I understand. Just playing devil’s advocate here, because I know how a supporter thinks and the hope one latches on to, no matter how slim, that stuff will get better even without treatment.

I agree that no one HAS to get treatment to get better. But as I see it, especially for those on here whose case is extreme enough to bring them to a forum, it’s a bit like saying someone with a broken bone doesn’t HAVE to go get it set, there’s a chance it can heal on its own. Those cases exist, but we’re mostly talking femur fractures on this forum, not a broken toe. That’s the context in which I’d tell supporters that treatment isn’t always necessary. Without that context, it can water down the seriousness of it all and lead already struggling supporters to hang on past expiration date.
 
IMO some people don't even get better WITH treatment. I think it depends on the type of treatment. For myself, I've been to some horrible therapists. The therapy that worked best for me was cognitive behavioral therapy.

It had gotten to the point where I'd just do CBT exercises in my head. CBT isn't something you nec NEED a therapist for, once you learn the techniques.

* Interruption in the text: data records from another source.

Issue #1436, opened 2019-01-25
Document how to create custom qualifying annotations in developer guide


qualidafial:
- Defining the qualifying annotation (`@Qualifier`, `@Target`, `@Retention(RUNTIME)`)
- Implement QualifiedColumnMapperFactory or QualifiedArgumentFactory to create qualifier-agnostic composable factories. e.g. a QualifiedColumnMapperFactory for arbitrary `Optional<T>`, when asked for a mapper of type `@Foo Optional<Bar>`, would extract the `Bar` type parameter, and look up a column column mapper for type `@Foo Bar` and delegate to that.

PR #2931, opened 2026-02-16
Document how to create custom qualifying annotations

hgschmie:
## Summary
- Adds a "Creating custom qualifiers" subsection to the Qualified Types section
- Shows the three steps: define the `@Qualifier` annotation, implement qualified `ArgumentFactory` and `ColumnMapper`, register and use with `QualifiedType`
- Uses a `@Reversed` string example consistent with existing test code in `TestCustomQualifier`

Addresses #1436.

## Test plan
- [x] `make install-fast` passes (AsciiDoc compiles to `docs/target/generated-docs/index.html`)
- [ ] Review rendered HTML for correct formatting

[Generated by AI]

### DIFF
--- a/docs/src/adoc/index.adoc
+++ b/docs/src/adoc/index.adoc
@@ -27,6 +27,7 @@
 :coreexampledir: ../../../core/src/test/java/org/jdbi/v3/core/mapper
 :guavaexampledir: ../../../guava/src/test/java/org/jdbi/v3/guava
 :sqlobjectexampledir: ../../../sqlobject/src/test/java/org/jdbi/v3/sqlobject
+:coreexamples: ../../../core/src/test/java
 
 [preface]
 image::logo.svg[Jdbi logo]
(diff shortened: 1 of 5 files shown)


docs/src/adoc/index.adoc
```diff
@@ -5756,6 +5756,73 @@ link:{jdbidocs}/core/statement/SqlStatement.html#bindBean(java.lang.Object)[bind
...
+public @interface Reversed {}
+----
+
+To handle qualified values, create an link:{jdbidocs}/core/argument/ArgumentFactory.html[ArgumentFactory^] and/or a link:{jdbidocs}/core/mapper/ColumnMapper.html[ColumnMapper^] annotated with the qualifier.
+Jdbi matches factories to values by their qualifier annotations:
+
+[source,java,indent=0]
+----
+@Reversed // <1>
+public class ReversedStringArgumentFactory extends AbstractArgumentFactory<String> {
```
stevenschlansker: Can we refer to the test code we already have, so we know it compiles and runs?

(Can you set your AI to always write external tests?)

stevenschlansker (approved):

docs/src/adoc/index.adoc
hgschmie: I literally asked it to pull an example from the code base. We can not include code from outside the doc module in the documentation so it is either duplicating the code (and run tests that we know already run in another place) or simply copy it as an example into the codebase. I can totally ask claude to write an external test.

docs/src/adoc/index.adoc
```diff
@@ -27,6 +27,7 @@
 :coreexampledir: ../../../core/src/test/java/org/jdbi/v3/core/mapper
 :guavaexampledir: ../../../guava/src/test/java/org/jdbi/v3/guava
 :sqlobjectexampledir: ../../../sqlobject/src/test/java/org/jdbi/v3/sqlobject
+:coreexamples: ../../../core/src/test/java
```
hgschmie, line 30: I asked the agent to introduce a new variable. I want to replace coreexampledir with this, once the PR went in. This makes the references more versatile and we don't need a variable for each package.

hgschmie:
@stevenschlansker does that look better for you? I asked the agent to include the existing code and write a new test.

I just wish I had found this site before my ex started getting cold and distant, and wanting space. I can honestly say I've never had a relationship before where someone's personality changes like that. Usually, any serious problems that would make you want to leave, pop up a lot earlier. Or I've even seen red flags while dating, that made me walk away. With this guy? Nothing. I was happy as a clam for 6 months and saw nothing that made me want to bail.

So I guess when faced with a situation I'd never encountered before, my anxiety shot up, and I reacted impulsively. I've also never had a guy completely ignore my attempts to contact them for that long--not unless they were with another woman, and I found out later.

Had I been here, on this forum, a lot earlier, I would realize why this was happening, and I could have handled it better. Gotten my anxiety under control.

Honestly, he's STILL someone I don't really recognize. I keep thinking about the mixed messages. So sweet to me in person, as I was trying to work things out with him. But then once he was triggered seemingly out of nowhere, after that, the walls came up.

I think he's gonna keep operating under his assumptions about me he made in his re-writing of history, and I will probably never hear from him.

I did send him a text yesterday. But I don't expect a response. In our last IM, he said "I think you're only comfortable with your narrative if someone is a good guy and someone is a bad guy and of course you're the good guy."

I texted him and just said, "is this really what you want? Us closed off from each other with this bad blood btwn us? Our problems had nothing to do with our compatability or how we felt about each other. On both sides, it was all about the past. I wish we could have tried to wk it out instead of running away.

FWIW I NEVER thought of you as a bad guy. Just a wonderful person struggling with some difficult wounds. I wish you could see me as the same."

It was just killing me that he thought I was thinking such horrible things about him. I felt like I had to correct the record. But I'm done contacting him now.